→ What needs to be done:
Go through the records and extract every line with the word "SVGBlockie".
##### Entries supplied
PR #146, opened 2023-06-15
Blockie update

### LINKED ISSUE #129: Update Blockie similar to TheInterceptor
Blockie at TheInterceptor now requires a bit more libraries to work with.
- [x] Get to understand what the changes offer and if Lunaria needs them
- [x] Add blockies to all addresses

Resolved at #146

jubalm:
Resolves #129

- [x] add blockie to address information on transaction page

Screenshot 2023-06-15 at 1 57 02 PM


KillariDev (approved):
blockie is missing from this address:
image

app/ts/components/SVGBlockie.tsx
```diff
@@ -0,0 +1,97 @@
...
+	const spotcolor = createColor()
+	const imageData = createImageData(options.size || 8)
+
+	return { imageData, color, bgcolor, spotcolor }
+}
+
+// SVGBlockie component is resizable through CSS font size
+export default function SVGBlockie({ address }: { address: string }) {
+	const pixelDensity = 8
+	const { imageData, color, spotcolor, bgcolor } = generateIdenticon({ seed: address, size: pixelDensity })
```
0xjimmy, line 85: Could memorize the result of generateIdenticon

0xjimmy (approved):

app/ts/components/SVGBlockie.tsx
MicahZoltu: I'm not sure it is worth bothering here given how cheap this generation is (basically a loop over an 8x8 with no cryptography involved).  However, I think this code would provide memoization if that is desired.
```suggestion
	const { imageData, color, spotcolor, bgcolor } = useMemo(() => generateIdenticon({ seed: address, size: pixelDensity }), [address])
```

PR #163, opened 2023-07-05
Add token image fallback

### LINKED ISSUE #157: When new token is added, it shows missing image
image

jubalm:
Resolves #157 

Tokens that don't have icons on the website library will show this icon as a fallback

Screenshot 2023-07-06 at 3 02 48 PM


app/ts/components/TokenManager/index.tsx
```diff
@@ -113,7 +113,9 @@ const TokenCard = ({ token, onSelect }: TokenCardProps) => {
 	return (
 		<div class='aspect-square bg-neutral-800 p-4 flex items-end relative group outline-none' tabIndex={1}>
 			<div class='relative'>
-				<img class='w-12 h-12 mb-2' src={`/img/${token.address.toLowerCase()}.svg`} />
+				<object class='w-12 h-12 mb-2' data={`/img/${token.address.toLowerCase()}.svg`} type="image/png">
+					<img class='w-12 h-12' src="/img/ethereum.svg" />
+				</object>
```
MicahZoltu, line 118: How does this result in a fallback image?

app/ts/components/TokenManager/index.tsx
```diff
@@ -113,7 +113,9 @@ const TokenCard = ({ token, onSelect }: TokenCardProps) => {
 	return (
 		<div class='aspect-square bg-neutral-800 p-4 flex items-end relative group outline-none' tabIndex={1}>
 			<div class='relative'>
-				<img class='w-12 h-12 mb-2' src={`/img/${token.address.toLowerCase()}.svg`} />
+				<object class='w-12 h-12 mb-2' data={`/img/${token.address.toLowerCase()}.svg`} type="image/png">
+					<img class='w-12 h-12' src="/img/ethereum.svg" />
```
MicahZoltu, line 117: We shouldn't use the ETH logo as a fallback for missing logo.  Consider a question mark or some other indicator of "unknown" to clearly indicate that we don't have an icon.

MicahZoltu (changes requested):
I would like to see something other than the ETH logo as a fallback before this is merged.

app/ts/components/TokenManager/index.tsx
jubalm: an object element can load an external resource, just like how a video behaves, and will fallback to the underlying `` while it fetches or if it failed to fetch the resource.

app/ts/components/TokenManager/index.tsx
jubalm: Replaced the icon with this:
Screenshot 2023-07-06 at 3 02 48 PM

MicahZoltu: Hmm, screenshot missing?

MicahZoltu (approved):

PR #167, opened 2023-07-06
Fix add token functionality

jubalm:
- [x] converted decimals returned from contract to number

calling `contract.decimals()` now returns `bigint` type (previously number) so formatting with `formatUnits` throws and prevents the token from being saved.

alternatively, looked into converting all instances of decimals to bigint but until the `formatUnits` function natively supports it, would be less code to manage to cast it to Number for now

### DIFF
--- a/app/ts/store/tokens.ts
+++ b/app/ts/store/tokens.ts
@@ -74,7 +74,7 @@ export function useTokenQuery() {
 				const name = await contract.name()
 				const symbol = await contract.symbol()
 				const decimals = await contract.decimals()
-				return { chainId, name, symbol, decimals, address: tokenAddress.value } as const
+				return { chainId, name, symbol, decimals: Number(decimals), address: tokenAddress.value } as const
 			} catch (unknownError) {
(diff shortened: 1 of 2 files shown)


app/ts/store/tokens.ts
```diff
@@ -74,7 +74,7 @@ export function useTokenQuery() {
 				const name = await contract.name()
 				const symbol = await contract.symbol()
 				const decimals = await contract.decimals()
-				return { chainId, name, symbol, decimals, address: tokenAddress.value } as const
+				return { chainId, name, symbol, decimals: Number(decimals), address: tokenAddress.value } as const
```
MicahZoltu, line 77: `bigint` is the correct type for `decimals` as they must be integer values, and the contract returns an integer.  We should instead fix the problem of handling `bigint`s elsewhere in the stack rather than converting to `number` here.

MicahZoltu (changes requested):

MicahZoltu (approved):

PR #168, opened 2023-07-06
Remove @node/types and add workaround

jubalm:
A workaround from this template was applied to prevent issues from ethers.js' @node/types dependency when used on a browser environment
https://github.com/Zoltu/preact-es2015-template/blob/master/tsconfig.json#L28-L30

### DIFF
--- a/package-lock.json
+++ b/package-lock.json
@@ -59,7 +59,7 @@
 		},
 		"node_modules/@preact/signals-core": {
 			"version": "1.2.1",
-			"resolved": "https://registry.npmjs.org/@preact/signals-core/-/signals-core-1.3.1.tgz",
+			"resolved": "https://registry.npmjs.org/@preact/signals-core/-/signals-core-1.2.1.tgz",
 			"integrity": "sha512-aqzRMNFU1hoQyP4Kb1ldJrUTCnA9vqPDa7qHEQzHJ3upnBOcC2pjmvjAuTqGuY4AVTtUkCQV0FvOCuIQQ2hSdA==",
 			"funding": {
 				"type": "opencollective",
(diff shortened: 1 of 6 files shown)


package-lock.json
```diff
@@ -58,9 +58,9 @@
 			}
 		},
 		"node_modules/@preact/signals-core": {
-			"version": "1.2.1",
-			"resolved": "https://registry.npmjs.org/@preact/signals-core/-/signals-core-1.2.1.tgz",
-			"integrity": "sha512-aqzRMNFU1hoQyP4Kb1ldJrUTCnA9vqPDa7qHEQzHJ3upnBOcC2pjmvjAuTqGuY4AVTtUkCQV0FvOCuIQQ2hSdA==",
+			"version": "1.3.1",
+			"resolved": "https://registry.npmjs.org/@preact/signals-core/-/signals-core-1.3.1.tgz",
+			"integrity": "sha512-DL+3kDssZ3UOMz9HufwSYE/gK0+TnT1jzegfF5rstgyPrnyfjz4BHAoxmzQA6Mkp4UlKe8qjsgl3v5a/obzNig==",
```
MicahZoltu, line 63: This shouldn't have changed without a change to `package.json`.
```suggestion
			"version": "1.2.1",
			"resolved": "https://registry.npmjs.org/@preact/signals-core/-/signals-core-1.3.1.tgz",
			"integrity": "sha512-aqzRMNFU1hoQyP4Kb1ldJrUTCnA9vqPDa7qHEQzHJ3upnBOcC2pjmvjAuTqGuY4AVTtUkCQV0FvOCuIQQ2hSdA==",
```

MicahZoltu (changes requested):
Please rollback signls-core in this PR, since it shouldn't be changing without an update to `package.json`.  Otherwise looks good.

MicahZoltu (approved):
##########
→ Exercise answer:
app/ts/components/SVGBlockie.tsx
+// SVGBlockie component is resizable through CSS font size
+export default function SVGBlockie({ address }: { address: string }) {
app/ts/components/SVGBlockie.tsx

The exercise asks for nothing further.